A deep learning-based spatial gradient reconstruction method for efficient damage identification in composite with high-sparsity Lamb wavefield

Abstract

The structural integrity and safety of carbon fiber reinforced plastics (CFRP) are vulnerable to delamination, which is often imperceptible to the naked eye. Although the Scanning Laser Doppler Vibrometer (SLDV) has shown promise in damage quantification of CFRP, its time-consuming measurement process limits its application in engineering scenarios. To address this, we introduce a novel damage index, the spatial gradient, which captures the interaction between delamination and the wavefield. We have also developed a neural network capable of reconstructing the spatial gradient directly from high-sparsity Lamb wavefield data obtained at an extremely low spatial sampling rate, thereby significantly reducing measurement time.
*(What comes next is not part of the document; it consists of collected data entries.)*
PR #2132, opened 2024-06-13
feat: Allow passing parameters to bootstrap artifact only

LorenzoRuffati:
As of right now the `mender-artifactimg.bbclass` and `mender-bootstrap-artifact.bbclass` use the same variables to build the parameters passed to mender-artifact to build the respective artifacts. This does not work properly in cases where the yocto build is composed of multiple artifacts (for instance when some part of the data partition is meant to be updated separately with an update module), since you have to choose between the bootstrap artifact not having information on this second component, or have the rootfs artifact also have the provides for the other module (despite not necessarily overwriting the data on the device)

The MENDER_ARTIFACT_PROVIDES(_GROUP), MENDER_ARTIFACT_DEPENDS(_GROUPS), and MENDER_ARTIFACT_NAME(_DEPENDS) variables have been supplemented with new "..._BOOTSTRAP" variables whose values will be added to the original variables to build the arguments passed to mender-artifact

Changelog: Title
Ticket: None

- [x] Make sure that all commits follow the conventional commit [specification](https://www.github.com/mendersoftware/mendertesting/commitlint/grammar.md) for the Mender project.

the form below:

```

<OPTIONAL LONGER DESCRIPTION>

```

### Description

I have a yocto build in which a portion of the data partition is meant to be updated via an update module, I'd like the bootstrap artifact to show the relevant version information, however without this change the mender rootfs artifact generated by yocto would also carry the information (but would obviously not be updating the data partition)

Since these artifacts are generated via classes (applied to the same recipe) and not recipes I do not think it's possible to provide different values without this modification


meta-mender-core/classes/mender-bootstrap-artifact.bbclass
```diff
@@ -11,7 +26,7 @@ IMAGE_CMD:bootstrap-artifact() {
         exit 0
     fi
 
-    if [ -z "${MENDER_ARTIFACT_NAME}" ]; then
+    if [ -z "${MENDER_ARTIFACT_NAME_BOOTSTRAP}" ]; then
             bberror "Need to define MENDER_ARTIFACT_NAME variable."
```
lluiscampos, line 30:
```suggestion
            bberror "Need to define MENDER_ARTIFACT_NAME of MENDER_ARTIFACT_NAME_BOOTSTRAP variable."
```

meta-mender-core/classes/mender-bootstrap-artifact.bbclass
```diff
@@ -30,33 +45,33 @@ IMAGE_CMD:bootstrap-artifact() {
...
-        if [ -n "${MENDER_ARTIFACT_NAME_DEPENDS}" ]; then
+        if [ -n "${MENDER_ARTIFACT_NAME_DEPENDS_BOOTSTRAP}" ]; then
             cmd=""
-            apply_arguments "--artifact-name-depends" "${MENDER_ARTIFACT_NAME_DEPENDS}"
+            apply_arguments "--artifact-name-depends" "${MENDER_ARTIFACT_NAME_DEPENDS_BOOTSTRAP}"
             extra_args="$extra_args $cmd"
         fi
 
-        if [ -n "${MENDER_ARTIFACT_PROVIDES}" ]; then
+        if [ -n "${MENDER_ARTIFACT_PROVIDES}" -o -n "${MENDER_ARTIFACT_PROVIDES_BOOTSTRAP}" ]; then
```
lluiscampos, line 54: Here, and everywhere below, I don't understand why you decided to not use the `_FINAL` variables directly, like:
```suggestion
        if [ -n "${MENDER_ARTIFACT_PROVIDES_FINAL}" ]; then
```
Both would work, but I think using FINAL would be more robust against future changes in the definitions above or other variable expansion bugs.

lluiscampos (changes requested):
Hi @LorenzoRuffati and thank you for the feature. It looks good and I see that it covers a good use case.

Great commit message, by the way. I think that the changelog deserves a bit more explanation. You can use this part of your commit to be all marked for changelog:

```
Changelog: MENDER_ARTIFACT_PROVIDES(_GROUP), MENDER_ARTIFACT_DEPENDS(_GROUPS),
and MENDER_ARTIFACT_NAME(_DEPENDS) variables have been supplemented with
new "..._BOOTSTRAP" variables whose values will be added to the original
variables to build the arguments passed to mender-artifact for the bootstrap artifact
```

There is a suggestion below and a question wrt variable value checking. After you clarify that I'll run the tests and get this one merged rather soon :+1:

meta-mender-core/classes/mender-bootstrap-artifact.bbclass
LorenzoRuffati: "-n" checks for the length of the argument, due to how final is defined I think "-n" would always return true since the space between PROVIDES and PROVIDES_BOOTSTRAP would always be present even if both variables are undefined

image

There might be a way to do this otherwise in yocto that I'm not aware of

LorenzoRuffati:
Hi @lluiscampos, I have answered the question and I will make the change you suggested in your other comment.

Should I amend my existing commit or make a new one with the fixes and the correct changelog message?

meta-mender-core/classes/mender-bootstrap-artifact.bbclass
lluiscampos: Good point!

I was trying to prevent a hacky user defining `MENDER_ARTIFACT_PROVIDES_FINAL=""` in his/her local.conf and that would defeat the check. But these being internal variables for the class we don't really need to be that paranoid. Thanks for proving me wrong :+1:

LorenzoRuffati:
Ok, I added a more descriptive error regarding MENDER_ARTIFACT_NAME and amended the changelog, let me know if you'd like any other change to be made

lluiscampos (approved):
Looks good!

lluiscampos:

To enhance the network’s capability to detect wavefield anomalies, we employ the cross-attention technique, allowing for the direct injection of shallow features representing local wavefield distortions caused by damage into the decoder. Additionally, we integrate multiple reconstruction layers to guide the wavefield reconstruction process, ensuring meaningful information is captured at each stage. Our method achieves substantial improvements in reconstruction accuracy, increasing from 70 % to 92 % in single-damage scenario and from 14 % to 72 % in multi-damage scenario compared to the previous state-of-the-art techniques. By using the reconstructed spatial gradient field for damage imaging through spatial covariance analysis, our approach demonstrates its feasibility and generalizability across various damage locations. This suggests its potential as a reliable solution for fast and accurate damage characterization, reducing the measurement burden and enhancing practical applicability.